We write \(\sqrt[3] t\) as \(t^{1/3}.\) Its derivative is, by the Power Rule, \(\tfrac{1}{3} t^{-2/3}.\) The derivative of \(\cot t\) is \(-\csc^2 t,\) so by the Product Rule \[ \ba \deriv{}{t} \par{\sqrt[3]{t} \, \cot t} &= \par{\tfrac{1}{3} t^{-2/3}} \cot t + t^{1/3} \par{-\csc^2 t} \nl &= \boxed{\frac{\cot t}{3\sqrt[3]{t^2}} - \sqrt[3]{t} \, \csc^2 t} \ea \]

EXAMPLE 8

\[\deriv{}{t} \par{\frac{2 + \sec t}{t^4}}\]

The derivative of \(\sec t\) is \(\sec t \tan t.\) By the Quotient Rule, \[ \ba \deriv{}{t} \par{\frac{2 + \sec t}{t^4}} &= \frac{\par{\sec t \tan t} t^4 - \par{4t^3}(2 + \sec t)}{\par{t^4}^2} \nl &= \boxed{\frac{t \sec t \tan t - 8 - 4 \sec t}{t^5}} \ea \]

Product Rule The Product Rule enables us to differentiate products of functions of the form \(f(x) g(x).\) If \(f\) and \(g\) are differentiable functions, then \begin{equation} \par{fg}' = f'g + fg' \pd \eqlabel{eq:product-rule} \end{equation} Observe the alternating pattern of the primes. Remember that the derivative of a product is not a product of derivatives; namely, \(\par{fg}' \ne f' g'.\)
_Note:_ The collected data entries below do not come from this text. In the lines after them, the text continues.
PR #818, opened 2023-07-31
Better Input Extension

SharkPool-SP:
**VERSION 4.0!!** 
Adds various blocks for custom CSS inputs. Focused on remodeling the ask () block to be better.
image

Screenshot 2023-10-09 at 9 04 42 PM


SharkPool-SP:
Here is the thumbnail that I forgot to include: 
Better Input

qxsck:
> Adds various blocks for custom CSS inputs. Focused on remodeling the ask () block to be better. Screen Shot 2023-07-30 at 11 49 39 PM

Should UserInput return null instead of 'canceled' without input?

SharkPool-SP:
> > Adds various blocks for custom CSS inputs. Focused on remodeling the ask () block to be better. Screen Shot 2023-07-30 at 11 49 39 PM
> 
> Should UserInput return null instead of 'canceled' without input?

Doesn’t really matter. If there’s no response it will return empty; just like the current ask and wait block

LilyMakesThings:
> > > Adds various blocks for custom CSS inputs. Focused on remodeling the ask () block to be better. Screen Shot 2023-07-30 at 11 49 39 PM
> > 
> > 
> > Should UserInput return null instead of 'canceled' without input?
> 
> Doesn’t really matter. If there’s no response it will return empty; just like the current ask and wait block

It does matter, actually. For parity with the actual ask block, you should return an empty string.

SharkPool-SP:
> > > > Adds various blocks for custom CSS inputs. Focused on remodeling the ask () block to be better. Screen Shot 2023-07-30 at 11 49 39 PM
> > > 
> > > 
> > > Should UserInput return null instead of 'canceled' without input?
> > 
> > 
> > Doesn’t really matter. If there’s no response it will return empty; just like the current ask and wait block
> 
> It does matter, actually. For parity with the actual ask block, you should return an empty string.

No that’s what I mean, it will return an empty string when there’s no input

LilyMakesThings:
> > > > > Adds various blocks for custom CSS inputs. Focused on remodeling the ask () block to be better. Screen Shot 2023-07-30 at 11 49 39 PM
> > > > 
> > > > 
> > > > Should UserInput return null instead of 'canceled' without input?
> > > 
> > > 
> > > Doesn’t really matter. If there’s no response it will return empty; just like the current ask and wait block
> > 
> > 
> > It does matter, actually. For parity with the actual ask block, you should return an empty string.
> 
> No that’s what I mean, it will return an empty string when there’s no input

It should also do that when it's cancelled. Make a boolean that is toggled when an input is cancelled or not.

SharkPool-SP:
> > > > > > Adds various blocks for custom CSS inputs. Focused on remodeling the ask () block to be better. Screen Shot 2023-07-30 at 11 49 39 PM
> > > > > 
> > > > > 
> > > > > Should UserInput return null instead of 'canceled' without input?
> > > > 
> > > > 
> > > > Doesn’t really matter. If there’s no response it will return empty; just like the current ask and wait block
> > > 
> > > 
> > > It does matter, actually. For parity with the actual ask block, you should return an empty string.
> > 
> > 
> > No that’s what I mean, it will return an empty string when there’s no input
> 
> It should also do that when it's cancelled. Make a boolean that is toggled when an input is cancelled or not.

I might add the Boolean for that in a later update. I like the cancel button the way it is thought since the button makes the input report cancelled. That way people can use better input as a button selection thing rather than an input and press OK. That’s also why the Input and cancel button has an option to be enabled or disabled.

SharkPool-SP:
Extension was updated. Merged some blocks, changed some names and functions, added the ability to enable/disable 2 more buttons and fixed some bugs.

SaFireGalaxy:
Hey sharkpool? Can you possibly make it so you can force-submit the input? This would be handy for having the "enter" key be another option to submit your inputs.

SurvExe1Pc:
> Hey sharkpool? Can you possibly make it so you can force-submit the input? This would be handy for having the "enter" key be another option to submit your inputs.

its ask and wait which means it should wait, and force submitting the input without the users permission could be annoying due to it having the off chance to force submit a unfinished sentence word, or anything that was typed, i say this because it could be multi-line. if possible it should just be "shift-enter" to submit, or like in the console set it to "enter" and to add a new line set it to "shift-enter"

SaFireGalaxy:
That's a good suggestion. Maybe also, Shift enter could create a new line and enter could submit it. It will act as the submit button, but not a replacement of it.

SharkPool-SP:
> That's a good suggestion. Maybe also, Shift enter could create a new line and enter could submit it. It will act as the submit button, but not a replacement of it.

Hi, so I read the past couple comments. I’ll consider the shift enter thing. I’ll either add it or add a block that allows/doesn’t allow enter to submit.

SaFireGalaxy:
Thanks so much! This beats the ask and wait block in every possible way now, I won't have to use that block anymore.

SharkPool-SP:
> Thanks so much! This beats the ask and wait block in every possible way now, I won't have to use that block anymore.

Thanks :)

SharkPool-SP:
> > > > > > Adds various blocks for custom CSS inputs. Focused on remodeling the ask () block to be better. Screen Shot 2023-07-30 at 11 49 39 PM
> > > > > 
> > > > > 
> > > > > Should UserInput return null instead of 'canceled' without input?
> > > > 
> > > > 
> > > > Doesn’t really matter. If there’s no response it will return empty; just like the current ask and wait block
> > > 
> > > 
> > > It does matter, actually. For parity with the actual ask block, you should return an empty string.
> > 
> > 
> > No that’s what I mean, it will return an empty string when there’s no input
> 
> It should also do that when it's cancelled. Make a boolean that is toggled when an input is cancelled or not.

No need for a boolean

SharkPool-SP:
> Thanks so much! This beats the ask and wait block in every possible way now, I won't have to use that block anymore.

Updated! Added that block and some more 👀

extensions/SharkPool/BetterInput.js
```diff
@@ -0,0 +1,1305 @@
...
+            blockType: Scratch.BlockType.REPORTER,
+            text: "box count",
+          },
+          {
+            opcode: "getMaxCount",
+            blockType: Scratch.BlockType.REPORTER,
+            text: "box limit",
+          },
+        ],
+        menus: {
```
GarboMuffin, line 457: all of the menus should be acceptReporters: true unless they have a good reason not to

extensions/SharkPool/BetterInput.js
```diff
@@ -0,0 +1,1305 @@
...
+          alignmentMenu: ["left", "right", "center"],
+          fontMenu: [
```
GarboMuffin, line 459: A vast majority of these fonts will not work for a *lot* of our users (anyone on ChromeOS, macOS, Linux)

Do what animated text does - stick to the standard scratch fonts. When custom fonts are merge then you can use those too. As long as it's acceptReporters: true, people will be able to manually drop in whatever they want anyways

extensions/SharkPool/BetterInput.js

Quotient Rule The Quotient Rule enables us to differentiate quotients of functions in the form \(f(x)/g(x)\) where \(g(x) \ne 0.\) If \(f\) and \(g\) are differentiable functions, then \begin{equation} \par{\frac{f}{g}}' = \frac{f'g - fg'}{g^2} \cma g \ne 0 \pd \eqlabel{eq:quotient-rule} \end{equation} Do not forget the negative sign. The derivative of a quotient is not a quotient of derivatives; that is, \((f/g)' \ne\) \(f'/g'.\) The algebra involved in differentiation can be wearying; the only remedy is to continue practicing problems. Doing so will help you improve your speed and make fewer mistakes.
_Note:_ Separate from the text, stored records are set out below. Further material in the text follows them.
PR #638, opened 2023-06-25
cursor: add more blocks

LilyMakesThings:
image

PR #1017, opened 2023-09-07
Add Mouse Utilities Extension

NexusKitten:
**This extension is filled with reporters for gauging mouse position and state.** The block pallet:

image

These blocks are (for the most part) based around the MouseEvent Web API, as well as several highly suggested blocks.

## Footnotes:

Testing on mouse/trackpad would be appreciated!
I know this'd fit better in Sensing+, however I'm waiting until it's clean-up to add any blocks to there. If/when that happens, we can move certain blocks from here to there.
Resolves #184
Partially resolves #638

# **_Any feedback/upvotes (👍) are apprecieted!_**

### DIFF
--- a/extensions/NexusKitten/mouse.js
+++ b/extensions/NexusKitten/mouse.js
@@ -3,11 +3,11 @@
 // Description: Several blocks for sensing mouse position and state.
 // By: NamelessCat <https://scratch.mit.edu/users/NamelessCat/>
 
-(function(Scratch) {
-  'use strict';
+(function (Scratch) {
+  "use strict";
 
   if (!Scratch.extensions.unsandboxed) {
-    throw new Error('Mouse Utilities must run unsandboxed');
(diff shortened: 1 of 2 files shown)


Martinelplayz:
do you think if the project were to be packaged there would be a way to force the mouse x and y?

NexusKitten:
> do you think if the project were to be packaged there would be a way to force the mouse x and y? for example(https://www.youtube.com/watch?v=VwZEuRJtI7g)

Likely not, even if the project is packaged it still relies on HTML APIs, which don't allow manipulation of the mouse.
Also, I think it would pose a security risk lol

SurvExe1Pc:
> do you think if the project were to be packaged there would be a way to force the mouse x and y? for example(https://www.youtube.com/watch?v=VwZEuRJtI7g)

you can change the x and y the mousex and mousey reporters return and even the mouse position display addon with some simple javascript.

PR #1025, opened 2023-09-09
Add Frames Extension

True-Fantom:
frames

Скриншот 09-09-2023 210449

Updated version of DeltaTime Extension (I decided to change the name due to the increased expansion possibilities).

Read the background here: https://github.com/TurboWarp/extensions/pull/622

PS: I placed this extension after Runtime Options since they are very related.

PPS: I also cut out "framesim" or "calc" blocks. This is due to the fact that now we have custom reporters, and these functions would simply clog up the palette.


Martinelplayz:
instead of every frame it should be every () frames for more "accessibility" like more events did.

True-Fantom:
@Martinelplayz I tried to implement this block, but there is one problem. "Every () frames" in the More Events extension works very crookedly. A common frame counter "runTimer" is used to count frames. This means that after a certain time it will reach the rounding mark of the number in JS, and all blocks will stop working properly. Also, all such blocks will be synchronized, regardless of when they were delivered, which is probably not bad, but clearly does not meet the user's expectations. So I decided that I would postpone this block for now. In any case, it is easily repeated manually, and my solution should not bring any inconvenience.

XeroName:
I like this extension. Those blocks would be very useful and easy to use with various type game development.

NOname-awa:
this is a good extension

LilyMakesThings:
These changes should really be added to DeltaTime as opposed to making a brand new file.

True-Fantom:
@LilyMakesThings Yes, I understand your point of view, but still there are 2 factors because of which I personally tend to a separate file.

The main factor is too much change in the extension in terms of its perception by users. The name, colors, a bunch of blocks, the main theme, and so on were changed. I think that many users may be disoriented due to the appearance of this extension instead of DeltaTime. It is also possible that some people, in principle, prefer the old version, with a narrower, but without unnecessary blocks for them functionality.

The second factor is backward compatibility. The fps block in my version is backwards incompatible, which also inclines to the choice of a separate file. Replacing 50% of the original blocks in an extension update doesn't sound very good. Plus, these blocks will look the same, which will probably create a lot of unnecessary problems for users.

LilyMakesThings:
> The main factor is too much change in the extension in terms of its perception by users. The name, colors, a bunch of blocks, the main theme, and so on were changed. I think that many users may be disoriented due to the appearance of this extension instead of DeltaTime. It is also possible that some people, in principle, prefer the old version, with a narrower, but without unnecessary blocks for them functionality.

So don't change the name, or the colors. It's an unnecessary aesthetic change.

Alternatively, don't underestimate the intelligence of TW users: Animated Text has seen some drastic updates since it was released and no one has complained or been confused. People are used to it.

> The second factor is backward compatibility. The fps block in my version is backwards incompatible, which also inclines to the choice of a separate file. Replacing 50% of the original blocks in an extension update doesn't sound very good. Plus, these blocks will look the same, which will probably create a lot of unnecessary problems for users.

What about it is incompatible?

NexusKitten:
> I don't see why this can't just be added to DeltaTime.

I think removing the two blocks with replicated functionality in deltatime would make since, however the other other blocks are really more related to _frames_ (the category of this extension) than deltatime.

NexusKitten (approved):

Eliaspierce:
yeah I should not be merging things this late

GarboMuffin:
closing at request of author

Derivatives of Tangent, Secant, Cosecant, and Cotangent The Quotient Rule enables us to differentiate the functions \(\tan x,\) \(\sec x,\) \(\csc x,\) and \(\cot x.\) The derivatives are given as follows:

\(\ds \deriv{}{x} \par{\sin x} = \cos x\)	\(\ds \deriv{}{x} \par{\cos x} = -\sin x\)
\(\ds \deriv{}{x} \par{\tan x} = \sec^2 x\)	\(\ds \deriv{}{x} \par{\cot x} = -\csc^2 x\)
\(\ds \deriv{}{x} \par{\sec x} = \sec x \tan x\)	\(\ds \deriv{}{x} \par{\csc x} = -\csc x \cot x\)

The following tips may help you remember these derivatives.
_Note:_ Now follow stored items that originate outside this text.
PR #1026, opened 2023-09-10
add scoped variable extension

SimonShiki:
# Scope Variables
This extension adds the ability to create, read and modify variables within a limited scope.

category screenshot

Considering that this extension may involve some concepts that are not easy to understand, we need to introduce a few concepts in advance.

### Thread
Each top-level script creates a thread when it is triggered, and the thread is destroyed after the script completes execution. It should be noted that calling custom block does not create a new thread, but runs in the original thread.

### Scope
Scope (called StackFrame in Scratch code) is a small area that is created before executing and destoryed them after block is executed. Each thread stores all the current scopes of the script. Scope is **not only created in C-shape block, but in all blocks.**   
Executing a custom block will also create a new scope.

## How this extension works
When getting variables, the block will first look up for the target variable from the scope one level above the current block's scope up. If the target variable still does not exist in the top-level scope, the extension will look for it in the thread. If it still doesnt't existed , the block returns a empty value.
The look up logic of  setting variables is same as getting. but If it doesn't existed, The block creates a new variable in the outer scope and set it.
The outer scope is only searched once when
```scratch
create scoped [variable] with [value] :: #9999FF
``` 
If it does not exist, The block creates a new variable in the outer scope and set it.


CubesterYT:
I just want to ask for curiosity sake, but what is this extension for and how does it work?

CST1229:
> I just want to ask for curiosity sake, but what is this extension for and how does it work?

I assume it's basically like Temporary Variables' temporary variables, but they are also scoped to C blocks and custom blocks (instead of just threads).

extensions/SimonShiki/scopeVar.js
```diff
@@ -0,0 +1,152 @@
...
+        `);
+  }
+  const { BlockType, ArgumentType, Cast } = Scratch;
+
+  class ScopeVar {
+    getInfo() {
+      return {
+        id: "scopeVar",
+        name: "Scope Variables",
+        collaborator: "Skyhigh173, SimonShiki",
```
NexusKitten, line 21: Not exactly sure where you got "collaborator" and "description" for, but those are already handled in the metadata comments above.

extensions/SimonShiki/scopeVar.js
```diff
@@ -0,0 +1,152 @@
...
+    throw new Error(`
+            "Scope Variables" must be loaded in a unsandboxed environment.
+        `);
+  }
+  const { BlockType, ArgumentType, Cast } = Scratch;
+
+  class ScopeVar {
+    getInfo() {
+      return {
+        id: "scopeVar",
```
NexusKitten, line 19: Typically, extension IDs should contain some way to identify the creator, like your name or initials. "simonScopeVar" would be an example.

NexusKitten (changes requested):
Also maybe consider adding some documentation; it's not very obvious what the extension does from looking at it. Other than that and the other two things I pointed out, this extension should be good to go👍

extensions/SimonShiki/scopeVar.js
SimonShiki: This field will be handled by other scratch mods, so I kept it. If this affects future compatibility on TurboWarp I will remove it.

SimonShiki:
> Also maybe consider adding some documentation; it's not very obvious what the extension does from looking at it. Other than that and the other two things I pointed out, this extension should be good to go👍

documentation added

Martinelplayz:
Change by block plz

SimonShiki:
> Change by block plz

added

Skyhigh173:
suggestion: add a “scope (variable) exists?”

LilyMakesThings:
This appears to work only with the compiler disabled.

Because TurboWarp's main feature is the compiler, we don't usually accept extensions that require it to be off.

SimonShiki:
> This appears to work only with the compiler disabled.
> 
> Because TurboWarp's main feature is the compiler, we don't usually accept extensions that require it to be off.

Turbowarp does not provide an official solution for obtaining a compiler instance or registering an extension block generator, It is ugly and unsafe to modify to the virtual machine instance directly.

LilyMakesThings:
> > This appears to work only with the compiler disabled.
> > Because TurboWarp's main feature is the compiler, we don't usually accept extensions that require it to be off.
> 
> Turbowarp does not provide an official solution for obtaining a compiler instance or registering an extension block generator, It is ugly and unsafe to modify to the virtual machine instance directly.

Which is why we just don't make extensions that require thread data or stuff the compiler can't handle like this.

SimonShiki:
> > Turbowarp does not provide an official solution for obtaining a compiler instance or registering an extension block generator, It is ugly and unsafe to modify to the virtual machine instance directly.
> 
> Which is why we just don't make extensions that require thread data or stuff the compiler can't handle like this.

Are there currently examples of extensions that patch the compiler instance to work properly and accepted by this repository?

LilyMakesThings:
> > > Turbowarp does not provide an official solution for obtaining a compiler instance or registering an extension block generator, It is ugly and unsafe to modify to the virtual machine instance directly.
> > 
> > 
> > Which is why we just don't make extensions that require thread data or stuff the compiler can't handle like this.
> 
> Are there currently examples of extensions that patch the compiler instance to work properly and accepted by this repository?

No, they're expected to just work with the compiler.

extensions/SimonShiki/scopeVar.js
```diff
@@ -0,0 +1,415 @@
...
+    }
+
+    isAlwaysNumberOrNaN() {
+      return this.type === TYPE_NUMBER || this.type === TYPE_NUMBER_NAN;
+    }
+
+    isNeverNumber() {
+      return false;
+    }
+  }
```
yuri-kiss: Compiler patches are unstable and discouraged

extensions/SimonShiki/scopeVar.js
```diff
@@ -0,0 +1,415 @@
...
+            ).asString()}, ${this.descendInput(
+              node.increment
+            ).asNumberOrNaN()}, thread);\n`;
+            break;
+          default:
+            return js_descendStackedBlock.call(this, node, ...otherParams);
+        }
+      };
+    }
+
```
yuri-kiss, line 493: Compiler patches are unstable and discouraged

yuri-kiss (changes requested):
You are gonna have to find a way to make this work without compiler patching/injecting.

Compiler patches are unstable and discouraged.

extensions/SimonShiki/scopeVar.js
SimonShiki: It is almost impossible to implement the original functionality without modifying the compiler, except by forcing the use of scope blocks to create stackFrames.

yuri-kiss: i'd try your luck with that, patching the compiler is dangerous as we don't have a native way to do this as of now

SimonShiki:
When all variable names in a thread are constants, JavaScript `let` is used to greatly improve performance. (though still rely on compiler patches XD)
also fix a bug that occurs while creating a new scope variable at top-level in interpreter/sequencer mode.

SharkPool-SP:
With the new compiler this sorta breaks and emits errors in the console:
image

Is this PR still gonna be worked on and polished or nah close it?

Any trigonometric function containing the prefix co- (cosine, cosecant, and cotangent) has a negative sign in its derivative.
Secant and cosecant are the only trigonometric functions whose derivatives include themselves as factors.
Tangent and cotangent are the only trigonometric functions whose derivatives are squared.